I am not going to comment on what I think of the restoration, but I will ask, why do some 67 GTO's have an alternator bracket as this one, don't some have 2 slide type brackets?

https://youtu.be/l2fgzyAGxZ0


----------



## Goat Roper (Oct 28, 2014)

Aftermarket carb and manifold so the brackets had to be changed.


----------



## 05GTO (Oct 6, 2004)

Looks like it has an 11 bolt water pump making it a 69 or newer, painted valve covers were on later years as well. Probably a b-body block.


----------



## chuckha62 (Apr 5, 2010)

I watched parts of three different videos.
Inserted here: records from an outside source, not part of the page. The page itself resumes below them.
Issue #1087, opened 2023-03-24
Azure preset: Make staticwebapp.config.json optional


jegardiner:
### Describe the feature

The Azure preset currently regenerates the staticwebapp.config.json file on build. Overwriting any additional configuration that you may have added to this file, such as route restrictions using Azure's built-in authentication.

[You can see the code in question here.](https://github.com/unjs/nitro/blob/main/src/presets/azure.ts#L134-L136)

For example, here is a staticwebapp.config.json _before_ `npm run build`:

```
{
  "platform": {
    "apiRuntime": "node:16"
  },
  "routes": [
    {
      "route": "/index.html",
      "redirect": "/"
    },
    {
      "route": "/",
      "rewrite": "/api/server"
    },
    {
      "route": "/admin",
      "allowedRoles": ["authenticated"]
    },
    {
      "route": "/logout",
      "redirect": "/.auth/logout"
    },
  ],
  "responseOverrides": {
    "401": {
      "statusCode": 302,
      "redirect": "/.auth/login/aad"
    }
  },
  "navigationFallback": {
    "rewrite": "/api/server"
  }
}
```

And the same file _after_ `npm run build`:

```
{
  "platform": {
    "apiRuntime": "node:16"
  },
  "routes": [
    {
      "route": "/index.html",
      "redirect": "/"
    },
    {
      "route": "/",
      "rewrite": "/api/server"
    }
  ],
  "navigationFallback": {
    "rewrite": "/api/server"
  }
}
```

Unless there is already a way to add this supplemental configuration so that Nitro will include it, would it be possible to add a configuration option to toggle whether the staticwebapp.config.json should be generated during build.

Until then, I'll be using a hook to replace the file after the build completes.

### Additional information

- [X] Would you be willing to help implement this feature?

tobiasdiez:
Related: https://github.com/unjs/nitro/discussions/420

danielroe:
I agree. We currently merge Netlify presets and I think this would be doable here too...

tobiasdiez:
[...]

PR #1344, opened 2023-06-25
feat(azure): support custom configuration

NicholasDawson:
### 🔗 Linked issue

#1087 

### ❓ Type of change

- [X] 👌 Enhancement (improving an existing functionality like performance)
- [X] ✨ New feature (a non-breaking change that adds functionality)

### 📚 Description

I, along with many others deploying a Nitro server to Azure Static Web Apps, need to customize the `staticwebapp.config.json` file beyond what Nitro generates. Currently, Nitro overwrites the entire file on every compilation. It would be better if Nitro extended an existing configuration if present not overwrite the whole file.

I added thorough documentation to explain how the system will now load and utilize the configuration. Please reference that to learn a little more about my implementation.

#### Implementation Notes
I put a lot of thought into this implementation as there wasn't necessarily a right or wrong way to handle this. I didn't originally want to have a separate file `custom.staticwebapp.config.json`, but the reason I had to add it was that if Nitro and the user are writing to the same file there is no way to keep track of what needs to take priority or be overwritten. Especially for routes, if Nitro generated the config for pre-rendered routes, but then the user deletes that pre-rendered route, it would be expected that the config removes that next time it compiles. If I tried to merge changes into the `staticwebapp.config.json` then Nitro would essentially lose the ability to remove lines from the configuration, only add them.

Therefore it was necessary to introduce the convention of having the user add their own configuration to a file I called `custom.staticwebapp.config.json` to provide a clear distinction between what the user wants to add and what the final generated result (`staticwebapp.config.json`) is.

### 📝 Checklist


NicholasDawson:
Can I please have an update on this PR? It has been 3 weeks, I tried really hard to add sufficient testing and documentation to make this PR easy to review and accept. I know you all must be very busy and I really appreciate your work, I would just appreciate an update on this PR.

Hebilicious:
> @Hebilicious Can I please have an update on this PR? It has been 3 weeks, I tried really hard to add sufficient testing and documentation to make this PR easy to review and accept. I know you all must be very busy and I really appreciate your work, I would just appreciate an update on this PR.

Hi @NicholasDawson , thank you for your hard work on this PR. I think these are all great changes that are well documented, and they will make the life of azure users easier.
@pi0 will need to review it and approve it before it gets merged.

docs/content/2.deploy/providers/azure.md
```diff
@@ -25,6 +25,24 @@ NITRO_PRESET=azure yarn build
...
+
+Nitro will automatically add the following properties based on the following criteria:
+| Property | Criteria | Default |
+| --- | --- | --- |
+| **[platform.apiRuntime](https://learn.microsoft.com/en-us/azure/static-web-apps/configuration#platform)** | Will automatically set to `node:16` or `node:14` depending on your package configuration. | `node:16` |
+| **[navigationFallback.rewrite](https://learn.microsoft.com/en-us/azure/static-web-apps/configuration#fallback-routes)** | Is always `/api/server` | `/api/server` |
+| **[routes](https://learn.microsoft.com/en-us/azure/static-web-apps/configuration#routes)** | All prerendered routes are added. Additionally, if you do not have an `index.html` file an empty one is created for you for compatibility purposes and also requests to `/index.html` are redirected to the root directory which is handled by `/api/server`.  | `[]` |
+
+### Custom Configuration
+If you need to add additional properties to your configuration or alter the configuration that Nitro generates every build you need to create a `custom.staticwebapp.config.json` file in your project root.
```
Hebilicious, line 42: Can be simplified : 
You can alter the Nitro generated configuration with a `custom.staticwebapp.config.json` file in your project root.

docs/content/2.deploy/providers/azure.md
```diff
@@ -25,6 +25,24 @@ NITRO_PRESET=azure yarn build
...
+
+Nitro will override the properties it generates with the properties you specify in this custom configuration file, with the only exception being `routes`. For `routes`, Nitro will add your custom routes to the beginning of the array and put the routes it generates at the end. In the case of a conflict (determined if an object has the same `route` property) the custom route will take priority over the generated one.
```
Hebilicious, line 44: We can simplify this : 

Custom routes will be added and matched first. In the case of a conflict (determined if an object has the same `route` property), custom routes will override generated ones.

src/presets/azure.ts
```diff
@@ -41,14 +41,31 @@ async function writeRoutes(nitro: Nitro) {
     }
   }
 
+  // Attempt to load custom config
+  let customConfig = {};
+  try {
+    customConfig = JSON.parse(
```
Hebilicious, line 47: This can fail silently if JSON.parse fails (invalid json). 
Maybe we should actually throw an error if JSON.parse fails ? 
One way to do it would be to check if the file exist first.
 
`const customConfig = exists ? JSON.parse() : {}`

src/presets/azure.ts
```diff
@@ -99,6 +116,26 @@ async function writeRoutes(nitro: Nitro) {
     });
   }
 
+  // Prepend custom routes to the beginning of the routes array and override if they exist
+  if ("routes" in customConfig && Array.isArray(customConfig.routes)) {
+    // We iterate through the reverse so the order in the custom config is persisted
+    for (const customRoute of customConfig.routes.reverse()) {
+      let existingRouteMatchIndex = -1; // We want to record the index so we can override if it does exist
+      const routeExistsAlready = config.routes.some((element, index) => {
```
Hebilicious, line 124: could use `config.routes.findIndex` instead of some to simplify the logic here.

test/fixture/custom.staticwebapp.config.json
```diff
@@ -0,0 +1,38 @@
+{
```
Hebilicious, line 1: Why do we need this file if we attempt to delete it when the tests runs ?

src/presets/azure.ts
```diff
@@ -99,6 +120,24 @@ async function writeRoutes(nitro: Nitro) {
...
 
+  // Prepend custom routes to the beginning of the routes array and override if they exist
+  if ("routes" in customConfig && Array.isArray(customConfig.routes)) {
+    // We iterate through the reverse so the order in the custom config is persisted
+    for (const customRoute of customConfig.routes.reverse()) {
+      const existingRouteMatchIndex = config.routes.findIndex(
+        (value) => value.route === customRoute.route
+      );
+
+      if (existingRouteMatchIndex === -1) {
```
Hebilicious, line 131:
```suggestion
      if (existingRouteMatchIndex) {
```

NicholasDawson:
> I would get rid of the try catch block entirely. Otherwise this looks good to me.

@Hebilicious All set.

NicholasDawson:
@Hebilicious do you know if this PR is ready to be merged, or does @pi0 need to review as well? Just wondering where it stands.

Hebilicious:
Pi is the code owner and has to review and merge all non documentation PRs.

pi0 (approved):
Thanks so much for the PR ❤️  (and sorry it took long to review!)

I have made a couple of reactors to support via `nitro.azure.config` instead to avoid introducing second file and be consistent with other presets i hope you are happy with it.

PR #1347, opened 2023-06-25
fix: allow configuring all esbuild transform 

danielroe:
### 🔗 Linked issue

https://github.com/nuxt/nuxt/issues/21756

### ❓ Type of change

### 📚 Description

Currently it's not possible to configure the esbuild plugin more generally. (The `tsconfig` option is completely ignored, for example.) This is a small change to enable configuring the options passed to transform. I've tried to keep behaviour as close to current as possible but we may want instead to rework this plugin.

### 📝 Checklist


pi0 (approved):
LGTM. 

Note: While this fix/feature allows to override `tsconfig` and `target` directly, this is not something i would recommend or advice or that we might always support for users to set and should be determined by nuxt/nitro framework and presets.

There are so many examples of what NOT to do in there, it is ridiculous! I pity the person who ends up with that car when they have to undo the "restoration" work.


----------



## Rukee (Feb 8, 2007)

chuckha62 said:


> I watched parts of three different videos. There are so many examples of what NOT to do in there, it is ridiculous! I pity the person who ends up with that car when they have to undo the "restoration" work.


So true. They didn't even take the windshield trim off when they filled that hole it the roof, you know it's going to leak before the bondoo falls out.


----------



## Pinion head (Jan 3, 2015)

Rukee said:


> So true. They didn't even take the windshield trim off when they filled that hole it the roof, you know it's going to leak before the bondoo falls out.


Typical puppymill build. I can't even see the video, as my 1st Gen I pad doesn't support the u tube video. What's the channel,mthe fellow that posted the video? Will look at it late late tonight.


----------



## Goat Roper (Oct 28, 2014)

chuckha62 said:


> I watched parts of three different videos. There are so many examples of what NOT to do in there, it is ridiculous! I pity the person who ends up with that car when they have to undo the "restoration" work.


All it will take is one pothole to undo the work.:rofl:


----------



## bondobill (Oct 24, 2011)

Kinda reminded me of a Chip Foose build :thumbsup:

Bill


----------